Origins & History


Bharatnatyam is a popular dance form of India.


This dance technique from South India comes from a land of ancient Hindu culture & traditions. The Puranas give us the meaning of Bha-ra-tha as a combination of Bhava (Expression), Raga (Melody) and Thala (Rythym).


This great dance form was handed down to us by the dance teachers called "Nattuwanars" and was performed in the temples of South India by the Devadasis or dancers dedicated to Gods. The technique has evolved over the centuries to become one of the most comprehensive dance forms in the world, combining Nrita or pure dance, Nritya or interpretative dance and Abhinaya of the highest order. It is by the effort of the Tanjore Quartet who created the Bharatanatya Programme as it is presented today. Bharatanatya can be performed as a Solo dance and dance dramas also.


It is believed that gods and goddesses pleaded Lord Brahma, the Creator of the Universe, to create a veda for the common man to understand. In keeping with this request Lord Brahma created the fifth veda, Natyaveda, which is an essence of the four vedas. He took pathya (words) from the Rigveda, abhinaya (gestures) from the Yajurveda, geet (music and chant) from the Samaveda and rasa (sentiment and emotions) from the Atharvaveda to form the Natyaveda.


After creating the Natyaveda, Lord Brahma gave the same to sage Bharata to popularise the veda on earth. Following the instructions of the lord, sage Bharata wrote the Natyashastra, the Science of Dramaturgy, a great comprehensive work on the science and technique of Indian drama, dance and music. It is believed that the dance form Bharatnatyam may have got its name from the great sage.


There is also another story which says that Goddess Parvathi taught this dance form to Usha, daughter of Banasura, a demon. Thus the divine dance form Bharatanatyam was introduced to mankind.


In Indian mythology, Lord Shiva is considered as the supreme lord of dance. This divine art form is performed by Lord Shiva & his wife Goddess Parvathi. The Dance performed by Lord Shiva is known as Tandava, which depicts his violent nature as the destructor of the universe. The tandava performed with joy is called Ananda Tandava and performed in a violent mood is called Rudra Tandava. Tandava has vigourous, brisk movements. The dance performed by Goddess Parvathi is known as Lasya, in which the movements are gentle, graceful and sometimes erotic. Some scholars call Lasya as the feminine version of Tandava.


The art form has definitely gone through lot of changes over the years. In olden days it was performed mostly by female artists. They were called Devadasis, who would perform in the temples. These devadasis were accomplished artists who would sing, dance, play many instruments.
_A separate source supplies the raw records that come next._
PR #1744, opened 2025-06-11
update imports in `roles` and `tests` to reflect library reorganization

### LINKED ISSUE #1458: need to standardize dependency (and API re-exporting) patterns

lucasbalieiro:
As discussed in #1740, this PR proposes an alternative solution to close #1458.

All roles have been updated to follow the new import scheme proposed in #1740:

image

---

### Notes for Reviewers

During the migration to the new import structure, I observed that `stratum-common` was previously used solely to re-export the `bitcoin` and `secp256k1` crates.

With the new structure, however, `roles-logic-sv2` is now a dependency of `stratum-common`. This introduces a circular dependency if `roles-logic-sv2` continues to access the `bitcoin` crate via `stratum-common`.

To break this cycle, I removed the `bitcoin` and `secp256k1` re-exports from `stratum-common`. Any crates that previously relied on those re-exports now import the required crates directly.

---

### Version Bumps

* `stratum-common`: **2.0.0 → 3.0.0**
  Reason: Removed the `bitcoin` feature and introduced new features

* `network-helpers-sv2`: **3.1.0 → 4.0.0**
  Reason: Removed the `binary_Sv2` feature

### DIFF
--- a/protocols/v2/codec-sv2/examples/encrypted.rs
+++ b/protocols/v2/codec-sv2/examples/encrypted.rs
@@ -24,14 +24,16 @@ use codec_sv2::{
 };
 #[cfg(feature = "noise_sv2")]
 use key_utils::{Secp256k1PublicKey, Secp256k1SecretKey};
+
+#[cfg(feature = "noise_sv2")]
+use noise_sv2::{ELLSWIFT_ENCODING_SIZE, INITIATOR_EXPECTED_HANDSHAKE_MESSAGE_SIZE};
+
 use std::convert::TryInto;
 #[cfg(feature = "noise_sv2")]
 use std::{
     io::{Read, Write},
     net::{TcpListener, TcpStream},
 };
-#[cfg(feature = "noise_sv2")]
-use stratum_common::{ELLSWIFT_ENCODING_SIZE, INITIATOR_EXPECTED_HANDSHAKE_MESSAGE_SIZE};
 
 // Arbitrary message type.
 // Supported Sv2 message types are listed in the [Sv2 Spec Message
--- a/roles/Cargo.toml
+++ b/roles/Cargo.toml
@@ -8,7 +8,8 @@ members = [
     "test-utils/mining-device-sv1",
     "translator",
     "jd-client",
-    "jd-server"
+    "jd-server",
+    "roles-utils/network-helpers"
 ]
 
 [profile.dev]
--- a/benches/Cargo.toml
+++ b/benches/Cargo.toml
@@ -4,7 +4,7 @@ version = "1.0.1"
 edition = "2021"
 
 [dependencies]
-stratum-common = { path = "../common", features=["bitcoin"]}
+bitcoin = { version = "0.32.5", optional = true }
 async-std={version = "1.10.0", features = ["attributes"]}
 criterion = "0.5.1"
 async-channel = "1.4.0"
--- a/common/Cargo.lock
+++ b/common/Cargo.lock
@@ -3,10 +3,92 @@
 version = 3
 
 [[package]]
+name = "addr2line"
+version = "0.24.2"
+source = "registry+https://github.com/rust-lang/crates.io-index"
+checksum = "dfbe277e56a376000877090da837660b4427aad530e3028d44e0bffe4f89a1c1"
+dependencies = [
+ "gimli",
+]
+
+[[package]]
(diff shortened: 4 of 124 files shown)


lucasbalieiro:
> and maybe I would have re-exported bitcoin from roles_logic_sv2

Yeah, this looks like a better approach.

Since I’m rebasing this branch anyway, I’ll move `bitcoin` into `roles_logic_sv2` and feature-flag it via `stratum-common -> roles_logic_sv2`.

Would you be okay taking another look after that?

plebhash:
> @plebhash, after seeing all the heavy lifting we're doing to make this work, accessing Bitcoin through `roles-logic` and adding new features, I’m now more inclined to keep `network-helpers` and `roles-logic-sv2` as separate crates, added to the `roles` crate’s `Cargo.toml`. Even with this setup, we aren’t really avoiding the need to initialize separate codecs for both `roles-logic` and `network-helpers`. So, let’s just keep both as part of `roles`, import all protocol crates related components directly from `roles-logic-sv2`, and leave `network-helpers` as it is.

AFAIU that's what we are already doing here.

just to be clear, are you suggesting some kind of adjustments to this PR?

plebhash:
> we aren’t really avoiding the need to initialize separate codecs for both roles-logic and network-helpers.

I'm not sure I follow what you mean here.

in practice, `codec_sv2` is only really used on `network_helpers_sv2`

for `roles_logic_sv2`, `codec_sv2` is simply a re-exporting entry-point to the other crates

roles/Cargo.toml
```diff
@@ -8,7 +8,8 @@ members = [
     "test-utils/mining-device-sv1",
     "translator",
     "jd-client",
-    "jd-server"
+    "jd-server",
+    "roles-utils/network-helpers"
```
plebhash, line 12: why was this needed?

protocols/v2/codec-sv2/examples/encrypted.rs
plebhash, line 1: it seems this was leftover from #1728 

let's remove this change from this commit, and fix it under the scope of #1753

roles/Cargo.toml
lucasbalieiro: the rust compiler explicitly instructed me to take this action. To reproduce the issue, try running the following CI command on a nightly toolchain:

```bash
cargo fmt --all --manifest-path=benches/Cargo.toml -- --check
```

Make sure that `roles-utils/network-helpers` is **NOT** declared as a workspace member in the `Cargo.toml`. You'll encounter this error:

```bash
$ cargo fmt --all --manifest-path=benches/Cargo.toml -- --check
`cargo metadata` exited with an error: error: current package believes it's in a workspace when it's not:
current:   /home/lucasbalieiro/Projects/stratum/roles/roles-utils/network-helpers/Cargo.toml
workspace: /home/lucasbalieiro/Projects/stratum/roles/Cargo.toml

this may be fixable by adding `roles-utils/network-helpers` to the `workspace.members` array of the manifest located at: /home/lucasbalieiro/Projects/stratum/roles/Cargo.toml
Alternatively, to keep it out of the workspace, add the package to the `workspace.exclude` array, or add an empty `[workspace]` table to the package's manifest.
```

protocols/v2/codec-sv2/examples/encrypted.rs
lucasbalieiro: Ok, force-pushed a rebase to castch-up with main and done this revert in the process.

roles/Cargo.toml
plebhash: ok it seems that's because before this PR, all crates under `roles` would directly list `network_helpers_sv2` as a dependency

that would include `network_helpers_sv2` as a member of the workspace

but now, it's imported into the crates of `roles` via `stratum-common`, which makes it no longer belong to any workspace, unless it's listed there

plebhash (approved):

protocols/v2/codec-sv2/examples/encrypted.rs
lucasbalieiro: I had to roll back due to CI issues when running the MSRV 1.75 Check.

However, I’ve separated this change into its own commit:
[c300c5](https://github.com/stratum-mining/stratum/pull/1744/commits/c300c5ddf7a612c6d3ee964381d56fd944616cdb)

Issue #1746, opened 2025-06-13
Update Vardiff


Shourya742:
Based on recent discussions, we have decided that Vardiff should no longer manage the target and hashrate. Both of these should be handled as part of the channel implementation. We need to update Vardiff accordingly and make the necessary accompanying changes

PR #1747, opened 2025-06-13
Update vardiff

Shourya742:
closes: #1746

### DIFF
--- a/protocols/v2/roles-logic-sv2/src/vardiff/classic.rs
+++ b/protocols/v2/roles-logic-sv2/src/vardiff/classic.rs
@@ -24,7 +24,6 @@ impl VardiffState {
     /// Creates a new `VardiffState` with the default minimum hashrate.
     ///
     /// # Arguments
-    /// * `shares_per_minute` - The target share submission rate.
     /// * `estimated_hashrate` - The initial hashrate estimate.
     pub fn new() -> Result<Self, VardiffError> {
         Self::new_with_min(DEFAULT_MIN_HASHRATE)
@@ -33,8 +32,6 @@ impl VardiffState {
     /// Creates a new `VardiffState` with a specific minimum hashrate.
     ///
     /// # Arguments
-    /// * `shares_per_minute` - The target share submission rate.
-    /// * `estimated_hashrate` - The initial hashrate estimate.
     /// * `min_allowed_hashrate` - The minimum hashrate to enforce.
     pub fn new_with_min(min_allowed_hashrate: f32) -> Result<Self, VardiffError> {
         let timestamp_secs = std::time::SystemTime::now()
@@ -93,7 +90,7 @@ impl Vardiff for VardiffState {
     /// deviation from the target rate is significant enough (based on internal,
     /// time-sensitive thresholds), it estimates a new hashrate and applies it.
     ///
-    /// It returns `Ok(Some(new_hashrate))` when an update occurs,
+    /// It returns `Ok(Some(new_hashrate, new_target))` when an update occurs,
     /// `Ok(None)` when conditions don't warrant an update, and
     /// `Err` for actual processing errors.
     fn try_vardiff(
--- a/protocols/v2/roles-logic-sv2/src/vardiff/classic.rs
+++ b/protocols/v2/roles-logic-sv2/src/vardiff/classic.rs
@@ -12,16 +12,12 @@ use super::{error::VardiffError, Vardiff};
 /// Tracks performance and adjusts the mining target to achieve a desired share rate.
 #[derive(Debug)]
 pub struct VardiffState {
-    /// Current estimated hashrate (H/s).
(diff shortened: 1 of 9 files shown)


protocols/v2/roles-logic-sv2/src/vardiff/classic.rs
```diff
@@ -12,16 +12,12 @@ use super::{error::VardiffError, Vardiff};
 /// Tracks performance and adjusts the mining target to achieve a desired share rate.
 #[derive(Debug)]
 pub struct VardiffState {
-    /// Current estimated hashrate (H/s).
-    pub estimated_hashrate: f32,
     /// Target number of shares to be submitted per minute.
     pub shares_per_minute: f32,
```
plebhash: IIRC we also discussed about removing this?

bit-aloo: I though we discussed to persist this at both the places.

plebhash: isn't that a bit confusing?

what's the advantage of having this parameter living redundantly in two different places?

bit-aloo: Agree, Updated: ffd95e7

protocols/v2/roles-logic-sv2/src/vardiff/mod.rs
```diff
@@ -38,7 +26,12 @@ pub trait Vardiff: Debug + Send {
 
     /// Checks performance and potentially adjusts difficulty, returning the new
     /// hashrate if an update occurred.
-    fn try_vardiff(&mut self) -> Result<Option<f32>, VardiffError>;
+    fn try_vardiff(
```
plebhash, line 29: we should update the comments here to reflect the new return type

protocols/v2/roles-logic-sv2/src/vardiff/classic.rs
```diff
@@ -146,7 +96,12 @@ impl Vardiff for VardiffState {
     /// It returns `Ok(Some(new_hashrate))` when an update occurs,
     /// `Ok(None)` when conditions don't warrant an update, and
     /// `Err` for actual processing errors.
-    fn try_vardiff(&mut self) -> Result<Option<f32>, VardiffError> {
+    fn try_vardiff(
```
plebhash, line 96: we should update the comments here to reflect the new return type

bit-aloo: Ah!! missed it, thanks for pointing out.

bit-aloo: Updated: f0dbf00

plebhash: actually, I started to think a few steps down the line, when we use the return type from `try_vardiff` to actually change the channel state

we already have the `update_channel` method, which is called when the server receives an `UpdateChannel` message from the client

the `update_channel` method takes the following parameters:
- `nominal_hashrate`
- `requested_max_target`

this method internally calls `hash_rate_to_target`, so I feel it's redundant to return `Target` in `try_vardiff`

we can re-purpose the `update_channel` method so it's also used for updates coming from vardiff... we would only need to cache the  `requested_max_target` that came via `Open*MiningChannel` or  the last `UpdateChannel` into the channel state

please check d6a840d3802584828bc8f48cfdfece3507d4f303

there, I made `update_channel` take an `requested_max_target: Option<Target>`... so that when the server receives an `UpdateChannel` message, this method is called with `Some`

They were well versed in Sanskrit & other languages which helped them to interprete compositions which they would perform. But this tradition came to an end as the devadasis lost their position in society.


Then dance entered the royal courts. Here the artists called Rajanartakis, performed in the courts of kings who gave them shelter. Even these were accomplished artists like devadasis.


The next well-documented period of dance history is far more recent. In the first half of the 19th century the dance tradition was revitalized and defined anew through the contributions of four talented brothers (known today as the Tanjore Quartet): Chinniah, Sivanandam, Ponniah and Vadivelu. By coordinating their diverse talents, the four managed to organize all the basic dance movements of pure dance into a progressive series of lessons [adavu chapters]. Each adavu (basic unit of motion) was taught in systematic order and then combined with others to produce choreographed sequences based upon the rhythmic contour of a musical composition. In addition, the brothers composed new music specifically for the dance, and introduced a different sequence of items which integrated the various aspects of dance and music into a carefully coordinated, aesthetically sound progression. This infusion of creative energy marks the early 19th century as one of the most innovative periods in the history of Indian dance.


Even though Bharatanatyam has gone through lot of changes, it still has its roots deep into the religious and rich mythological heritage of India. In the modern day scenario it is performed by both male & female artists. Many learn as a hobby and some make it as a profession. Whether taken as a hobby or a profession it certainly needs lot of practice, concentration and dedication.